I have a few dozen projects on GitHub. I put a lot of effort into my README.md files, making them complete with descriptions, instructions, and screenshots – the last one being the most time-consuming to manage.

Rich Editors are Easy

I don’t mean easy for the developers (I never tried, but it sounds daunting), but for the users. All the data inside a rich file format such as .docx is embedded inside of itself. There are no worries about hosting or broken links for your pictures, as Microsoft Word will save them the same way as your text.

Rich formats make copy-pasting images easy.

Screenshots are quick with Microsoft Word Screenshots are quick with Microsoft Word, especially if you know about Windows+Shift+S

Text Editors are Clunky

IDEs will give you the world as long as you stay inside of it. VS Code makes file management a breeze in your workspace but bringing in anything from the outside world will not be frictionless. Inserting a screenshot into a markdown document within VS Code is a multi-step process:

  1. Take the screenshot
  2. Save the screenshot in a folder
  3. Locate the screenshot in file explorer
  4. Drag-drop the screenshot into VS Code
  5. Reference the screenshot from the markdown document

Nowhere near as seamless as Microsoft Word handles pasting images. What if there was an extension that could handle pastes directly?

Forking Forks

Clocking in at over 150k installs, mushan’s Paste Image features what we want. Unfortunately, the repository appears abandoned with the last commit being over two years old.

49 open issues That’s a lot of issues

For my purposes, the extension did not work at all on WSL, but its popularity made me believe that there could be a functioning fork. At the time of writing, there are 117 forks, many of them active. Additionally, there are a few forks of forks.

Network of Forks There are a couple dozen forks that had activity in the past year

Most of the forks were to fix one-off issues, but one, in particular, has taken on the mantle by not just stopping at bug fixes and implementing new features. I would describe them, but the README does a fine job of it.

Judging it to be worth investing my time in, I started sending in a series of pull requests. The bulk of my work revolved around adding WSL support and refactoring the code to make it more maintainable. I’m happy with the result.

Reading the Windows Clipboard from WSL-land

As mentioned previously, when testing the original extension, it did not work for me due to my WSL-based setup. The extension works by accessing the clipboard through PowerShell and bash scripts, which invoke system utilities.

vscode-markdown-paste-image /res/ directory There are multiple scripts for Windows, Linux and Mac

The correct script gets executed based on the operating system which the extension detects. In the case of WSL, that operating system that runs the extension host is Linux, but since it is a “headless” Linux without an X11 server (though one can be installed) it doesn’t have a clipboard. Accessing the Windows clipboard requires jumping through a couple of hoops.

A feature of WSL is that any Windows-native application invoked from within WSL will run under the Window host (which is very different from WINE emulation, for example). This feature makes escaping for the WSL context as easy as launching PowerShell. Doing so, however, will break any paths generated in WSL-land such as __dirname or any output from the fs package. Luckily, they can be re-written back and forth between WSL and Windows formats using the wslpath utility.

~
▶ wslpath -u C:/
/mnt/c/

~
▶ wslpath -m /home/
//wsl$/Ubuntu/home

~
▶ wslpath -w /home/
\\wsl$\Ubuntu\home

The extension can detect that it’s running in a WSL environment using the is-wsl package. Putting the two together, it is possible to convert paths inside the NodeJS by calling out to wslpath.
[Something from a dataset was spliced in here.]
PR #959, opened 2026-08-05
[limiter] adopt the guardian's limiter policy on rotation

0xsiddharthks:
## Summary

As of now, the local limiter in the hashi node, is only reconciling the limiter state (nonce + current limit), however changes to config are not reconciled.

function toWindowsPath(path: string) {
  if (getCurrentPlatform() != "wsl") return path;
  // Path must exist for wslpath to work
  await runCommand("touch", [path]);
  return runCommand("wslpath", ["-m", path]);
}

Better Clipboard API

The current approach of dispatching scripts to extract data from the clipboard is fundamentally broken. It will be possible to do it natively when VS Code extensions can leverage electron’s full clipboard APIs. I have filed an issue to have it supported.

Becoming a Maintainer

After investing many hours into this extension, GitHub greeted me with this e-mail:

GitHub invitation I have been noticed

I have a lot of ideas for how I can improve this extension. I’m going into it with the sentiment of Dune:

We are House Atreides. There is no call we do not answer. There is no faith that we betray. House Atreides accepts!